Thread

  1. I want to change libpq and libpgtcl for better handling of large query results

    Constantin Teodorescu <teo@flex.ro> — 1998-01-05T18:43:45Z

    Hello all,
    
    WARNING : It's a long mail, but please have patience and read it *all*
    
    I have reached a point in developing PgAccess when I discovered that
    some functions in libpgtcl are bad implemented and even libpq does not
    help me a lot!
    
    What's the problem ! Is about working with large queries result, big
    tables with thousand of records that have to be processed in order to
    get a full report for example.
    
    Getting a query result from Tcl/Tk (pg_select function) uses PQexec.
    But PQexec IS GETTING ALL THE RECORDS IN MEMORY and after that user can
    handle query results.
    But what if table has thousand records ? Probably I would need more than
    512 Mb of RAM in order to get a report finished.
    
    Viorel Mitache from RENEL Braila, (mviorel@flex.ro, please cc him and me
    because we aren't on hacker list) proposed another sollution.
    
    With some small changes in libpq-fe.h
    
     (  void (* callback)(PGresult *,void *ptr,int stat);
        void *usr_ptr;)
    
    and also in libpq to allow a newly defined function in libpgtcl
    (pg_loop) to initiate a query and then calling back a user defined
    function after every record fetched from the connection.
    
    In order to do this, the connection is 'cloned' and on this new
    connection the query is issued.

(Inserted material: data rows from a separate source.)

PR #6754, opened 2023-09-28
feat: Jira Integration

### LINKED ISSUE #5787: Jira Integration
Add a Jira integration so that we can create issues straight from the Highlight UI.

Like our other issue tracker integrations, we want to be able to:
- add, configure, and remove the Jira integration from our integrations page https://github.com/highlight/highlight/blob/main/highlight.io/pages/integrations.tsx#L1 ; adding the integration will save an authorization token at the workspace level that can be used to make requests to the Jira API for creating issues
Screen Shot 2023-09-18 at 9 46 04 AM

- create a Jira issue from a session comment (a new comment on the session player or an existing comment in the right panel)
Screen Shot 2023-09-18 at 9 45 00 AM
Screen Shot 2023-09-18 at 9 50 00 AM

- create a Jira issue from an error
Screen Shot 2023-09-18 at 9 45 21 AM

- all behavior should match with the other integrations (e.g. clickup, height, github) for linking out to issues from Highlight, removing issues, etc
- for local testing, you can create your own Jira Oauth app and use your own client id / secret https://developer.atlassian.com/cloud/jira/platform/oauth-2-3lo-apps/ ; before we deploy this integration in production, you can share your integration's settings with us and we will create a Highlight Oauth app with matching settings

jemiluv8:
Add jira integration to support creating jira issues from highlight ui

fixes #5787
/claim #5787

- [x] Go to integrations page and go through the flow for adding jira integration
- [x] Verify that after authorizing our app, jira integration is marked as active
- [x] Verify that you can "remove" the jira integration  
- [x] Create jira issues from highlight ui - error comment and session comment
- [x] Ensure that clicking the link to jira issue takes you to the relevant task description

### LOOM VIDEO FOR ADDING JIRA INTEGRATION
https://www.loom.com/share/21f7ba7f112f473fab00f8497948a1c4?sid=fb098cd0-6dd4-403e-b282-ca6658f69440

### LOOM VIDEO FOR CREATING JIRA ISSUE FROM ERROR COMMENT
https://www.loom.com/share/67c9a3caa4094509af16d901285674d5?sid=d1c9603b-0f0a-4abf-81b0-8783983e412c

### LOOM VIDEO - CREATING JIRA ISSUE FROM SESSION COMMENT (New and Existing). Plus viewing issue link
https://www.loom.com/share/8758e8a519644bf983c5b0ba89df5bf5?sid=b18ce953-e6f2-427d-b8c9-7990657ce453

Two new environment variables are needed for jira integration support

- JIRA_CLIENT_ID
- JIRA_CLIENT_SECRET

The jira/atlasian app shall also need the following scopes
Screenshot 2023-10-03 at 3 24 47 AM

These can be added in app configuration under developer console
https://developer.atlassian.com/console/myapps

Yes. This requires a design review. Below are the modified views.
Screenshot 2023-10-06 at 1 35 20 AM
Screenshot 2023-10-06 at 1 35 53 AM


docker/.env
```diff
@@ -35,6 +35,8 @@ RENDER_PREVIEW=true
 SESSION_FILE_PATH_PREFIX=/tmp/
 REACT_APP_AUTH_MODE=password
 ADMIN_PASSWORD=I_AM_GROOT
+JIRA_CLIENT_ID=
+JIRA_CLIENT_SECRET=
```
jemiluv8, line 39: jira config from the console.

frontend/src/components/NewIssueModal/NewIssueModal.tsx
```diff
@@ -72,6 +74,8 @@ const NewIssueModal: React.FC<React.PropsWithChildren<NewIssueModalProps>> = ({
 	}, [defaultIssueTitle, commentText])
 
 	const [containerId, setContainerId] = useState('')
+	const [issueTypeId, setIssueTypeId] = useState('')
```
jemiluv8, line 77: For most other integrations the containerId was used to set the issueTeamId.
In the case of Jira Integration, we needed two fields: issueTypeId and issueProjectId.
This was how I set them.

frontend/src/components/NewIssueModal/NewIssueModal.tsx
```diff
@@ -102,9 +106,27 @@ const NewIssueModal: React.FC<React.PropsWithChildren<NewIssueModalProps>> = ({
 		],
 	})
 
+	const otherIssueVariables = () => {
```
jemiluv8, line 109: Only applies to jira issues.

jemiluv8 (commented):
@Vadman97, @mayberryzane I've completed a self review.
This PR is ready for review.

jay-khatri:
This does require a design review. Please add @julian-highlight.

frontend/src/pages/IntegrationAuthCallback/IntegrationAuthCallbackPage.tsx
```diff
@@ -286,14 +286,19 @@ const WorkspaceIntegrationCallback = ({
 	type: string
 	addIntegration: (code: string) => Promise<unknown>
 }) => {
+	const codeSessionStorageKey = 'integration-callback-code'
```
jemiluv8, line 289: This component and its parent are re-rendered multiple times. Don't know if that was intended.
The net effect however is that the IIFE executed in the useEffect hook for the WorkspaceIntegrationCallback
component is executed twice - calling ```await addIntegration(code) twice ```

For my workspace integration, this meant that I got two notifications - once succeeding while the other fails.
That is because my authorization_code cannot be used multiple times. The failed notification is a false negative in
this case and

So I added a way for us to store the usedAuthorization code in sessionStorage so that we prevent calling addIntegration on the same code when the component renders. Feels a bit hacky though.

I looked into other ways to ensure that the IIFE executed just once but couldn't come up with a better solution
thus far. Open to other alternatives

mayberryzane:
Hi @jemiluv8, the loom previews look good, I'm currently clicktesting these changes locally

mayberryzane (changes requested):
Hi @jemiluv8, the implementation looks pretty good and I appreciate the work! I have a few pieces of feedback:
- For the links out to Jira, could you link directly to the issue instead of to the board? For example, I'm getting linked to https://highlight-zane.atlassian.net/jira/core/projects/KAN/board?selectedIssue=KAN-4 but Jira doesn't seem to be selecting that issue. I think it would be better to link directly to the issue anyway, in this case: https://highlight-zane.atlassian.net/browse/KAN-4
- Instead of letting a user select epic, task, or subtask, I think we can always create a task and we don't need that dropdown (plus subtask is broken at the moment because I think it requires a parent task when creating)
- When creating a new issue, we should save the latest selected jira project in local storage so the user doesn't have to reselect it. Example of how we're doing this for the Clickup list: https://github.com/highlight/highlight/blob/main/frontend/src/pages/IntegrationsPage/components/ClickUpIntegration/ClickUpListSelector.tsx#L39

I think this will be good to merge after these changes pending any design feedback from @julian-highlight

jemiluv8:
ok @mayberryzane, your second suggestion regarding always creating new issues with type "task" had crossed my mind.
I just thought issue types may be created and deleted and it was possible for a jira project to not have an issue type called
task. 

Will work on them and keep you posted.

backend/private-graph/graph/resolver.go
```diff
@@ -2597,6 +2652,49 @@ func (r *Resolver) CreateHeightTaskAndAttachment(
...
+
+	if accessToken == nil {
+		return errors.New("No Jira integration access token found.")
+	}
+
+	jiraIssuePayload := jira.JiraCreateIssueFields{
+		Description: issueDescription,
+		Summary:     issueTitle,
+		Project:     jira.JiraIssueProjectData{Id: projectId},
+		IssueType:   jira.JiraIssueTypeData{Id: "10001"},
```
jemiluv8, line 2677: I am not comfortable with this but have good reason to believe this default issue type comes with every jira project
and I haven't seen a way to delete it.

backend/integrations/jira/jira.go
```diff
@@ -0,0 +1,250 @@
...
+
+	return res.Projects, nil
+}
+
+func GetJiraProjects(workspace *model.Workspace, accessToken string) ([]*modelInputs.JiraProject, error) {
+	return GetJiraIssueCreateMeta(accessToken, *workspace.JiraCloudID)
+}
+
+func MakeExternalIdForJiraTask(workspace *model.Workspace, issue *JiraIssue) string {
+	url := fmt.Sprintf("%s/browse/%s", *workspace.JiraDomain, issue.Key)
```
jemiluv8, line 206: @mayberryzane  updated external link to link directly to project as requested.

frontend/src/pages/IntegrationsPage/components/JiraIntegration/JiraProjectSelector.tsx
```diff
@@ -0,0 +1,62 @@
...
+				displayValue: (
+					<Text size="small" weight="medium">
+						{team.name} ({team.key})
+					</Text>
+				),
+			})) || []
+		)
+	}, [data?.jira_projects])
+
+	const [selectedJiraProjectId, setJiraProjectId] = useLocalStorage(
```
jemiluv8, line 29: Saving default project Id to set on the new task modal.

jemiluv8 (commented):
@mayberryzane  I've made all changes requested.

Overall it seems to have simplified the task and reduced the amount of 
changes I had to make to get this working.

frontend/src/pages/IntegrationAuthCallback/IntegrationAuthCallbackPage.tsx
mayberryzane: Could the rendering multiple times be a side effect of how we use `React.StrictMode` in our dev environments? Anyway I think this is an ok workaround

mayberryzane (approved):
🚢 changes look good to me, thanks for addressing the feedback! I will merge it in / handle deployment. Thank you!

backend/private-graph/graph/resolver.go
mayberryzane: I think this sounds good to me for a first version - longer term it might make sense to have a "task type" dropdown as part of the integration settings page or something like that

PR #6762, opened 2023-09-29
Fix ariakit menu z-index

SpennyNDaJets:
**Suggestion: Review hiding whitespace**

## Summary
Menu's are being displayed underneath relatively positioned components rendered further down in the down. Render the aria kit menu in a portal that will render the menu in the bottom of the dom.

Screenshot 2023-09-29 at 11 12 53 AM

1) View the errors page
2) Make your screen width small enough so the error title is as close to the left panel as it can be
3) Open the segments popover
4) Scroll up and down with the popover open
- [ ] No components in the error details are displayed over the content
5) Add a filter and open the combobox to select a value
6) Scroll up and down with the combobox open
- [ ] No components in the error details are displayed over the content
7) Repeat for other menus (e.g. header menus)
- [ ] No difference in behavior/accessibility
- [ ] Menus are rendered over all other content

N/A

N/A

### DIFF
--- a/packages/ui/src/components/ComboboxSelect/ComboboxSelect.tsx
+++ b/packages/ui/src/components/ComboboxSelect/ComboboxSelect.tsx
@@ -10,6 +10,7 @@ import {
 	SelectLabel,
 	SelectPopover,
 	PopoverArrow,
+	Portal,
 } from '@ariakit/react'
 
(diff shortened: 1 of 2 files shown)


Vadman97 (approved):
nice! great to fix this in the base ui package component

PR #6764, opened 2023-09-29
save session properties as fields

mayberryzane:
## Summary
- this was inadvertently removed when removing opensearch
- session properties should be converted into fields and saved in the `session_fields` table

For every record fetched, the C callback
    function is called, here the Tcl interpreted is invoked for the source
    inside the loop, then memory used by the record is release and the next
    record is ready to come.
    More than that, after processing some records, user can choose to break
    the loop (using break command in Tcl) that is actually breaking the
    connection.
    
    What we achieve making this patches ?
    
    First of all the ability of sequential processing large tables.
    Then increasing performance due to parallel execution of receiving data
    on the network and local processing. The backend process on the server
    is filling the communication channel with data and the local task is
    processing it as it comes.
    In the old version, the local task has to wait until *all* data has
    comed (buffered in memory if it was room enough) and then processing it.
    
    What I would ask from you?
    1) First of all, if my needs could be satisfied in other way with
    current functions in libpq of libpgtcl. I can assure you that with
    current libpgtcl is rather impossible. I am not sure if there is another
    mechanism using some subtle functions that I didn't know about them.
    2) Then, if you agree with the idea, to whom we must send more accurate
    the changes that we would like to make in order to be analysed and
    checked for further development of Pg.
    3) Is there any other normal mode to tell to the backend not to send any
    more tuples instead of breaking the connection ?
    4) Even working in C, using PQexec , it's impossible to handle large
    query results, am I true ?
    
    Please cc to : mviorel@flex.ro      and also     teo@flex.ro
    
    -- 
    Constantin Teodorescu
    FLEX Consulting Braila, ROMANIA